A wonderful light sprang to the girl's eyes, but still she maintained her level voice.
"You asked him for a rifle with which to escape. You expected to get it of me. Deny it if you can."
Ned Trent looked at her keenly a moment, then dropped his eyes.
"It is true," said he.
"And the pity was to give you this weapon; and the duty was my duty to my father's house."
"It is true," he repeated, dejectedly.
"And you lied to me when you said you had a rifle with which to journey _la Longue Traverse_."
"That too is true," he acknowledged.
When next she spoke her voice was not quite so well controlled.
"Why did you not ask me, as you intended?
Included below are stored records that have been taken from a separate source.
PR #245, opened 2022-09-20
[macOS] add player detection

CarterLi:
image


CarterLi:
Notice the error `Failed to detect memory`

That was because `sysctl vm.swapusage` return 0

> vm.swapusage: total = 0.00M  used = 0.00M  free = 0.00M  (encrypted)

which is an expected behavior because swap is dynamic allocated in macOS. In this case, using -1 as the error identifier should be a better option

LinusDierheimer:
Thanks for your work on this.

PR #246, opened 2022-09-20
WMTheme: support macOS

CarterLi:
Note the `AppleAccentColor` part was not tested because the `AppleAccentColor` doesn't exist in the plist file

### DIFF
--- a/src/modules/wmtheme.c
+++ b/src/modules/wmtheme.c
@@ -229,6 +229,87 @@ static void printOpenbox(FFinstance* instance, const FFstrbuf* dePrettyName)
     ffStrbufDestroy(&absolutePath);
 }
 
+#ifdef FF_HAVE_LIBPLIST
+#include "common/library.h"
+#include "common/io.h"
+#include <plist/plist.h>
+
+static const char* quartzCompositorParsePlist(FFinstance* instance, const FFstrbuf* content, FFstrbuf* theme) {
+    FF_LIBRARY_LOAD(libplist, &instance->config.libplist, "dlopen libplist failed", "libplist-2.0"FF_LIBRARY_EXTENSION, 2);
+    FF_LIBRARY_LOAD_SYMBOL_MESSAGE(libplist, plist_is_binary);
+    FF_LIBRARY_LOAD_SYMBOL_MESSAGE(libplist, plist_from_bin);
+    FF_LIBRARY_LOAD_SYMBOL_MESSAGE(libplist, plist_from_xml);
+    FF_LIBRARY_LOAD_SYMBOL_MESSAGE(libplist, plist_dict_get_item);
+    FF_LIBRARY_LOAD_SYMBOL_MESSAGE(libplist, plist_get_string_ptr);
+    FF_LIBRARY_LOAD_SYMBOL_MESSAGE(libplist, plist_get_uint_val);
+    FF_LIBRARY_LOAD_SYMBOL_MESSAGE(libplist, plist_free);
+
+    plist_t root_node = NULL;
+    if (ffplist_is_binary(content->chars, content->length))
+        ffplist_from_bin(content->chars, content->length, &root_node);
+    else
+        ffplist_from_xml(content->chars, content->length, &root_node);
+
+    if(root_node == NULL)
+        return "parsing Quartz Compositor preference file failed";
+
+    plist_t pWmThemeColor = ffplist_dict_get_item(root_node, "AppleAccentColor");
+    uint64_t wmThemeColor = 100;
+    if (pWmThemeColor != NULL)
+        ffplist_get_uint_val(pWmThemeColor, &wmThemeColor);
+    switch (wmThemeColor)
+    {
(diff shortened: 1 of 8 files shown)


src/modules/wmtheme.c
```diff
@@ -229,6 +229,87 @@ static void printOpenbox(FFinstance* instance, const FFstrbuf* dePrettyName)
...
+        ffplist_get_uint_val(pWmThemeColor, &wmThemeColor);
+    switch (wmThemeColor)
+    {
+        case (uint64_t)-1: ffStrbufAppendS(theme, " (Graphite)");
+        case 0: ffStrbufAppendS(theme, "Red");
+        case 1: ffStrbufAppendS(theme, "Orange");
+        case 2: ffStrbufAppendS(theme, "Yellow");
+        case 3: ffStrbufAppendS(theme, "Green");
+        case 5: ffStrbufAppendS(theme, "Purple");
+        case 6: ffStrbufAppendS(theme, "Pink");
```
LinusDierheimer, line 268: This needs break statements.

src/util/FFstrbuf.c
```diff
@@ -29,6 +29,14 @@ void ffStrbufInitCopy(FFstrbuf* strbuf, const FFstrbuf* src)
     ffStrbufAppend(strbuf, src);
 }
 
+void ffStrbufInitS(FFstrbuf* strbuf, const char* str)
+{
+    uint32_t bufSize = (uint32_t)strlen(str) + 1;
+    ffStrbufInitA(strbuf, FASTFETCH_STRBUF_DEFAULT_ALLOC > bufSize ? FASTFETCH_STRBUF_DEFAULT_ALLOC : bufSize);
+    memcpy(strbuf->chars, str, bufSize);
+    strbuf->length = bufSize - 1;
```
LinusDierheimer, line 37: Is this really faster than an init and an append?

CarterLi: Ok, but isn't this a bug?

https://github.com/LinusDierheimer/fastfetch/blob/master/src/util/FFstrbuf.c#L100

CarterLi: https://github.com/LinusDierheimer/fastfetch/blob/master/src/util/FFstrbuf.c#L112

Shouldn't be `strbuf.length + length + 1`?

LinusDierheimer: No, `ffStrbufEnsureFrees` ensures that there is enough space to append the given length, including the null byte.

CarterLi:
Ok, I misunderstood.

However I'd say that the existing code is not optimised.

```c
void ffStrbufAppendS(FFstrbuf* strbuf, const char* value)
{
    if(value == NULL)
        return;

    for(uint32_t i = 0; value[i] != '\0'; i++)
    {
        if(i % 16 == 0)
            ffStrbufEnsureFree(strbuf, 16);
        strbuf->chars[strbuf->length++] = value[i];
    }

    strbuf->chars[strbuf->length] = '\0';
}
```

1. Reallocating in a loop is really not a good idea because memory allocating is slow. It's always better to pre-calculate the required buffer size.
2. `memcpy` is always faster than hand coded plain loop ( if compiler failed to optimise the loop to a memcpy call ). A well coded `memcpy` ( such as the one provided in glibc ) uses [SIMD instructions](https://en.wikipedia.org/wiki/Single_instruction,_multiple_data) copies 16 ( with SSE2 ) or 32 ( with AVX ) bytes per loop, and can be about 10~20 times faster than hand coded plain loop which copies only 1 byte per loop. The larger the buffer is, the faster memcpy can be.

Quick benchmark: https://quick-bench.com/q/rv4D5N9zynZRRcWb2Td7y0BVneI

image

LinusDierheimer:
Makes sense. Thanks for looking into this.

CarterLi:
ffStrbufAppendS can be further optimised by make it inline-able.

```c
static inline void ffStrbufAppendS(FFstrbuf* strbuf, const char* value)
{
    if(value == NULL)
        return;

    ffStrbufAppendNS(strbuf, (uint32_t)strlen(value), value);
}
```

If the value is a string literal, its length can be known at compile time. In which case `(uint32_t)strlen(value)` can be completely optimised away.

```c
// Before compiling
ffStrbufAppendS(&strbuf, "123456789");

// After compiling
ffStrbufAppendNS(&strbuf, 9, "123456789");
```

LinusDierheimer:
With the current implementation it might even make sense to force inline it.

CarterLi:
Quick test: https://gcc.godbolt.org/z/z3rrn9vfa

image

LinusDierheimer:
I don't know enough much about that, but i don't think this applies to fastfetch, because the method implementation is in another compilation unit. Might not be a problem with IPO tho. If we want to make sure it is getting inlined, we'd have to implement it as inline method in the header.

CarterLi:
Yes. A inline-able function must be in the header. Just move them into `FFstrbuf.h` you are done.

PR #251, opened 2022-09-23
PowerAdapter: make it a seperated module ( macOS )

CarterLi:
Also fixed bugs in FFstrbuf. BTW I think it's a good idea to make `ffStrbufInit` and `ffListInit` allocates no memory, which can save time when the buffer is not used ( conditionally )


LinusDierheimer:
Seems fine. About GH actions failing on MacOS, i'm working on that.

PR #253, opened 2022-09-23
[macOS] Disk & Media improvements

CarterLi:


LinusDierheimer:
Thanks, you are really pushing macos towards feature parity with linux!

LinusDierheimer:
BTW do you have any idea why github actions fails for macos at the moment? I can't reproduce it local, and reverting the chances didn't fix the segfault. Also when trying to build with debug mode on github, it does work fine...

CarterLi:
No I don't

PR #255, opened 2022-09-24
Fix GiBMiB format RAM units due to value being hardcoded in some presets

dr460nf1r3:


LinusDierheimer:
Ahh forgot them. Thanks!

LinusDierheimer (approved):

Why did you tell me these lies?"
The young man hesitated, looked her in the face, turned away, and murmured,
"I could not."
"Why?" persisted the girl. "Why? You must tell me."
"Because," said Ned Trent--"because it could not be done. Every rifle in the place is known. Because you would be found out in this, and I do not know what your punishment might not be."
"You knew this before?" insisted Virginia, stonily.
"Yes."
"Then why did you change your mind?"
"When first I saw you by the gun," began Ned Trent, in a low voice, "I was a desperate man, clutching at the slightest chance. The thought crossed my mind then that I might use you. Then later I saw that I had some influence over you, and I made my plan. But last night--"
"Yes, last night?" urged Virginia, softly.
"Last night I paced the island, and I found out many things. One of them was that I could not."
"Even though this dreadful journey--"
"I would rather take my chances."
Again there was silence between them.